Program ketiga, jelas Richard, penguatan kapasitas kelembagaan. Apabila dalam pelaksanaan KKN, para mahasiswa menemukan adanya komunitas, baik itu komunitas petani, komunitas wanita, atau komunitas karangtaruna, kelompok disabilitas atau komunitas lainnya yang selama ini mati suri, maka kehadiran para dosen dan mahasiswa menghidupkan kembali komunitas tersebut dengan penguatan kelembagaan.
“Program penguatan kapasitas kelembagaan ini akan dilakukan oleh dosen-dosen pendamping yang ada di setiap desa lokus KKN,” ujarnya.
Program keempat yang akan dilaksanakan, kata Richard, pihaknya melakukan pengorganisasian masyarakat. Pihaknya akan membuat pemetaan berdasarkan aspek sosiologis masyarakat setempat.
“Misalnya ada sekelompok difabel yang selama ini tidak diurus dengan baik, maka kita buatkan salah satu organisasi khusus untuk difabel.

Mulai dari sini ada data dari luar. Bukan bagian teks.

PR #6079, opened 2024-06-18
SALTO-6133: Fix issue with client config type in Okta

shir-reifenberg:
We accidentally passed `usePrivateAPI` to the wrong place in the config object type 

---

will add test soon 

---
_Release Notes_: 

_Okta_adapter_:
- Fix a bug in fetch causing all fetch to include invalid config event

---
_User Notifications_: 


omrilit (commented):
Looks good!
@netama I assume that you'd like to give it a look as well?

netama (approved):
thanks!

PR #4451, opened 2023-06-01
SALTO-4278 Add parser support for unicode newline

adfineberg:
_Add support for unicode line terminator parsing_

---

_Additional context for reviewer_
* Javascript has 2 unicode line terminators (\u2028 and \u2029)

---
_Release Notes_: 
_Core_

Kalau ada perempuan yang selama ini kritis terhadap desa maka kita buat forum perempuan peduli desa,” jelasnya.
Program kelima, terang Richard, menfasilitasi program dan kegiatan yang ada di desa. Para mahasiswa akan belajar bersama dengan aparat desa. Bagaimana desa merencanakan program kerja sampai dengan monitoring dan evaluasi.
“Jadi mereka belajar dari pemerintah desa khususnya dari aparat desa, dan masyarakat setempat,” jelasnya.